Using the records below, filter out every line that lacks "path" and copy the rest.

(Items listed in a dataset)
# # #
PR #33, opened 2018-02-07
Remove existing css and update it with new ui design css

cgirish:


cgirish:
Screenshots for reference -
extension
blank-extension
with-data

PR #35, opened 2018-02-13
Filter request urls and method

amit-mb:
The css for react-table isn't included in this PR. Will  provide the related CSS to @cgirish so that he can commit to https://github.com/code-mancers/interceptor/pull/33

Update : Added react-table CSS for better viewablilty


app/content.ts
```diff
@@ -0,0 +1,75 @@
+import * as $ from 'jquery'
```
kgrz: Why jquery?

app/__tests__/popup.test.tsx
```diff
@@ -0,0 +1,103 @@
+///<reference path='./../../node_modules/@types/enzyme/index.d.ts'/>
+///<reference path='./../../node_modules/@types/jasmine/index.d.ts'/>
+///<reference path='./../../node_modules/@types/enzyme-adapter-react-15/index.d.ts'/>
+///<reference path='./../../node_modules/@types/jest/index.d.ts'/>
+import * as React from 'react';
+import { shallow } from 'enzyme';
+import {Popup} from './../popup';
+
+import * as MessageService from '../message_service';
```
kgrz: I’d suggest writing tests in JS. Useless boilerplate of TS gets in the way of understanding the test itself, IMO

app/content.ts
```diff
@@ -0,0 +1,75 @@
...
+  method:string;
+  requestId:number,
+  timeStamp:number
+}
+class Intercept {
+  requestDetail: object;
+  constructor() {
+    this.requestDetail = {};
+    this.startMessageListener = this.startMessageListener.bind(this);
+    this.injectScripts = this.injectScripts.bind(this);
```
kgrz: You don’t need to bind if you’re using arrow functions. Check the difference.

app/content.ts
```diff
@@ -0,0 +1,75 @@
...
+  }
+  startMessageListener = () => {
+    chrome.runtime.onMessage.addListener((request, _, __) => {
+      if (request.message == "INTERCEPT_REQUEST") {
+        this.initScript(request);
+      }
+    });
+  };
+  injectScripts = () => {
+    var jquery = document.createElement("script");
```
kgrz: Avoid mixing var and rely on const and let. var has hoisting properties very different from the other two.

app/content.ts
kgrz: http://youmightnotneedjquery.com/

app/manifest.json
```diff
@@ -7,7 +7,15 @@
...
   },
-  "browser_action": {
+  "content_scripts": [
+    {
+      "matches": ["http://*/*", "https://*/*"],
+      "js": ["content.js"],
+      "run_at" : "document_idle"
+    }
+  ],
+  "web_accessible_resources": ["lib/sinon.js", "lib/jquery.js"],
```
kgrz: Can you tell the reason for doing this?

app/message_service.ts
```diff
@@ -31,5 +31,8 @@ export function getCount(tabId:number, callback: GenericCallback){
 export function clearData(tabId : number){
   chrome.runtime.sendMessage({message : "CLEAR_DATA", tabId})
 }
+export function interceptRequests(tabId:number,url:string, method:string, statusCode:number){
```
kgrz: It's a good practice to use an object for options if there are > 2 arguments. It can get confusing when removing the values. It's okay in TS, but goes south very quickly in JS.

app/popup.tsx
```diff
@@ -35,17 +33,21 @@ export class Popup extends React.Component<POPUP_PROPS & DispatchProps, {}  >{
     return !tabUrl || isChromeUrl(tabUrl);
   };
 
-  handleClick = (_: React.MouseEvent<{}>) : void => { 
+  interceptRequests= (url:string, method:string, statusCode:number) =>  {
+    MessageService.interceptRequests(this.props.tabId, url,method,statusCode)
+  }
+
+  handleClick = (_: React.MouseEvent<{}>) : void => {
```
# # #
### OUTPUT
+///<reference path='./../../node_modules/@types/enzyme/index.d.ts'/>
+///<reference path='./../../node_modules/@types/jasmine/index.d.ts'/>
+///<reference path='./../../node_modules/@types/enzyme-adapter-react-15/index.d.ts'/>
+///<reference path='./../../node_modules/@types/jest/index.d.ts'/>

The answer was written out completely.